First, we completed a demand analysis based on population demographics. On average, each 18-hole equivalent was projected to generate 7,000 more rounds than Baywood Tree was generating. Not good news for Baywood but promising for the future.
Next, we completed an Internet golf course survey of all public and semiprivate courses in a 40-minute radius. Then we conducted a telephone survey of the same courses. Afterwards, we conducted in-person surveys to confirm the telephone survey information.
From our surveys and other sources, we reviewed facility-reported demand compared to consumer- or population-reported demand. Interestingly, the facilities were reporting almost 23 percent more rounds than the population method of demand analysis. The likely sources were golfers coming into the market from outside the radius used for analysis and tourism/visitors. After we confirmed the tourism pressure through the hospitality industry, the rounds opportunities would be duly noted and included in our marketing assessment recommendations with strategies to outmarket the competition for this business.
To assist our research, we needed direct feedback from customers and area golfers. Normally, we recommend a player survey – 12 questions distributed at the course for 10 consecutive days each quarter – but the course was in its off-season generating few rounds. We decided to conduct an e-survey and contracted with an e-marketing company for the opt-in e-mail addresses of golfers only.
One of the greatest benefits of the e-survey, besides the response information, is the quick turnaround time. Within 10 days, we were set to mail. With an incentive included, we experienced a 14.5-percent open rate on our e-mail blast, and 10.9-percent of those opens filled out the survey. It’s not the greatest return ratio, but we had 126 completed surveys and were able to use the respondents’ likes, dislikes and comments about the course and other favorite course information as a snapshot of how our subject course is perceived in its marketplace.
Think about the value of the research we have at this point and how it benefits our decision making while planning the marketing. We have the owners’, long-time managers’, sales managers’, employees’ and several loyal golfers’ perceptions of Baywood Tree’s strengths and weaknesses. We have industry statistics to gauge what demand levels could be expected at the course. We have a history of rounds and revenue the course has generated the past several years. We have a good but general idea of what segments are playing at all of the course’s direct competitors through our Internet, telephone and in-person surveys. And we have direct feedback from our e-survey of area golfers. That’s powerful research on which to base marketing.

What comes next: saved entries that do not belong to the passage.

Issue #4367, opened 2025-09-17
Finalizer in the open telemetry collector CO prevents successful namespace deletion when managed operator is uninstalled prior to CO uninstall/deletion


thiruvikraman-subburaman:
### Component(s)

collector

## Description
When opentelemetry operator and CO(operand) installed separately , whenever OpenTelemetry Collector custom resource( CO) gets created/modifies, the opentelemetry collector controller adds the finalizer `opentelemetrycollector.opentelemetry.io/finalizer`  to the Custom Resource and removes it when CR gets deleted. But, it then brings the strict ordering on uninstall/cleanup that operand(CR) to be uninstalled/deleted before Operator and which leads to preventing the successful namespace deletion as the finalizer block still exists. 

## Steps to Reproduce
1) Install OpenTelemetry Operator 
2) Install OpenTelemetry collector (CR)
3) uninstall OpenTelemetry Operator 
4) namespace deletion or uninstall OpenTelemetry collector

## Expected Result
Namespace deletion should succeed, and it should not depend on the order of uninstallation of operator and managed CO

## Actual Result
namespace deletion gets stuck due to the finalizer object references not removed because of ordering issues on uninstallation

### Kubernetes Version

1.27.0

### Operator version

0.135.0

### Collector version

0.135.0

## Environment
OS: (e.g., "Ubuntu 20.04")
Compiler(if manually compiled): (e.g., "go 14.2")

separate helm chart of operator and collector 

![Image](https://github.com/user-attachments/assets/67d7911d-29c5-4301-ac11-6becb3ec06b5)

### Log output

```shell
Attached the sample screenshot
```

### Tip

<sub>[React](https://github.blog/news-insights/product-news/add-reactions-to-pull-requests-issues-and-comments/) with 👍 to help prioritize this issue. Please use comments to provide useful context, avoiding `+1` or `me too`, to help us triage it. Learn more [here](https://opentelemetry.io/community/end-user/issue-participation/).</sub>

PR #4574, opened 2025-12-17
Add finalizer only for cluster scope objects

smanojj:
**Description:**

- Add finalizers to CR only when cluster roles and bindings for SA are created by Operator
- Caused by #2938

- Resolves: #4367

### DIFF
--- a/internal/controllers/opentelemetrycollector_controller.go
+++ b/internal/controllers/opentelemetrycollector_controller.go
@@ -285,12 +285,10 @@ func (r *OpenTelemetryCollectorReconciler) Reconcile(ctx context.Context, req ct
 	}
 
 	// Add finalizer for this CR
-	if !controllerutil.ContainsFinalizer(&instance, collectorFinalizer) {
-		if controllerutil.AddFinalizer(&instance, collectorFinalizer) {
-			err = r.Update(ctx, &instance)
-			if err != nil {
-				return ctrl.Result{}, err
-			}
+	if maybeAddFinalizer(params, &instance) {
+		err = r.Update(ctx, &instance)
+		if err != nil {
+			return ctrl.Result{}, err
 		}
 	}
 
@@ -394,4 +392,11 @@ func (r *OpenTelemetryCollectorReconciler) finalizeCollector(ctx context.Context
 		return deleteObjects(ctx, r.Client, r.log, objects)
 	}
 	return nil
+}
+
+func maybeAddFinalizer(params manifests.Params, instance *v1beta1.OpenTelemetryCollector) bool {
+	if params.Config.CreateRBACPermissions == rbac.Available && !controllerutil.ContainsFinalizer(instance, collectorFinalizer) {
+		return controllerutil.AddFinalizer(instance, collectorFinalizer)
+	}
+	return false
 }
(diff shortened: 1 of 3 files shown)


internal/controllers/opentelemetrycollector_controller.go
```diff
@@ -249,7 +249,7 @@ func (r *OpenTelemetryCollectorReconciler) Reconcile(ctx context.Context, req ct
 
 	// We have a deletion, short circuit and let the deletion happen
 	if deletionTimestamp := instance.GetDeletionTimestamp(); deletionTimestamp != nil {
-		if controllerutil.ContainsFinalizer(&instance, collectorFinalizer) {
+		if params.Config.CreateRBACPermissions == rbac.Available && controllerutil.ContainsFinalizer(&instance, collectorFinalizer) {
```
swiatekm: We shouldn't have a condition here. If the CR has a finalizer, we should honor it.

internal/controllers/opentelemetrycollector_controller.go
```diff
@@ -285,7 +285,7 @@ func (r *OpenTelemetryCollectorReconciler) Reconcile(ctx context.Context, req ct
 	}
 
 	// Add finalizer for this CR
-	if !controllerutil.ContainsFinalizer(&instance, collectorFinalizer) {
+	if params.Config.CreateRBACPermissions == rbac.Available && !controllerutil.ContainsFinalizer(&instance, collectorFinalizer) {
 		if controllerutil.AddFinalizer(&instance, collectorFinalizer) {
```
swiatekm: I'd prefer both this check and `AddFinalizer` to be rolled into a single `maybeAddFinalizer` function.

It'd also be nice to have a unit test for this behavior.

smanojj: Done

swiatekm:
@smanojj the changes look good to me. Please add a changelog entry by running `make chlog-new` and filling out the template it creates. You'll also need to sign the CLA before we can merge your PR.

internal/controllers/opentelemetrycollector_controller.go
```diff
@@ -395,3 +393,10 @@ func (r *OpenTelemetryCollectorReconciler) finalizeCollector(ctx context.Context
 	}
 	return nil
 }
+
+func maybeAddFinalizer(params manifests.Params, instance *v1beta1.OpenTelemetryCollector) bool {
+	if params.Config.CreateRBACPermissions == rbac.Available && !controllerutil.ContainsFinalizer(instance, collectorFinalizer) {
```
pavolloffay, line 398: Alternatively we could dynamically check the managed objects e.g. 

```
func IsNamespaced(obj client.Object, scheme *runtime.Scheme, restMapper meta.RESTMapper) (bool, error) {
	gvk, err := apiutil.GVKForObject(obj, scheme)
	if err != nil {
		return false, err
	}
	mapping, err := restMapper.RESTMapping(gvk.GroupKind(), gvk.Version)
	if err != nil {
		return false, err
	}
	return mapping.Scope.Name() == meta.RESTScopeNameNamespace, nil
}
```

Baywood Tree’s owner is a busy medical specialist and doesn’t have time to focus on the club as much as he would prefer. He bought the property, including the golf course, in 1979, and the club took care of itself through the mid-1990s. However, he didn’t have any golf-industry experience, and his management team learned by the seats of their pants during golf’s better times. Beginning with fiscal year 2002, the course began experiencing losses, which continued to mount primarily because of oversupply on the peripheral of his primary market and some neglect of the facility’s clubhouse and food-and-beverage operation. Still, the golf course is in good condition and competitive relative to the market.
A marketing assessment report isn’t intended as a marketing plan. It’s the foundation on which to build a marketing plan. The problem that occurred a few months after the marketing assessment report was submitted and reviewed was it was left in the hands of the management team without proper monitoring mechanisms in place. It only took an hour-and-a-half phone conversation to realize the salesperson had gravitated to sales targets she was most comfortable with. They weren’t the targets that could generate the most revenue.
The problem in Baywood Tree’s case was prime selling time wasn’t optimized by relying on the judgment of a salesperson versus a marketing planner. Know your business priorities, focus on them appropriately, and monitor your efforts in a systematic way. That’s priority marketing. GCI
Jack Brennan founded Paladin Golf Marketing in Plant City, Fla., to assist golf course owners and managers with successful marketing. He can be reached at jackbrennan@tampabay.rr.com.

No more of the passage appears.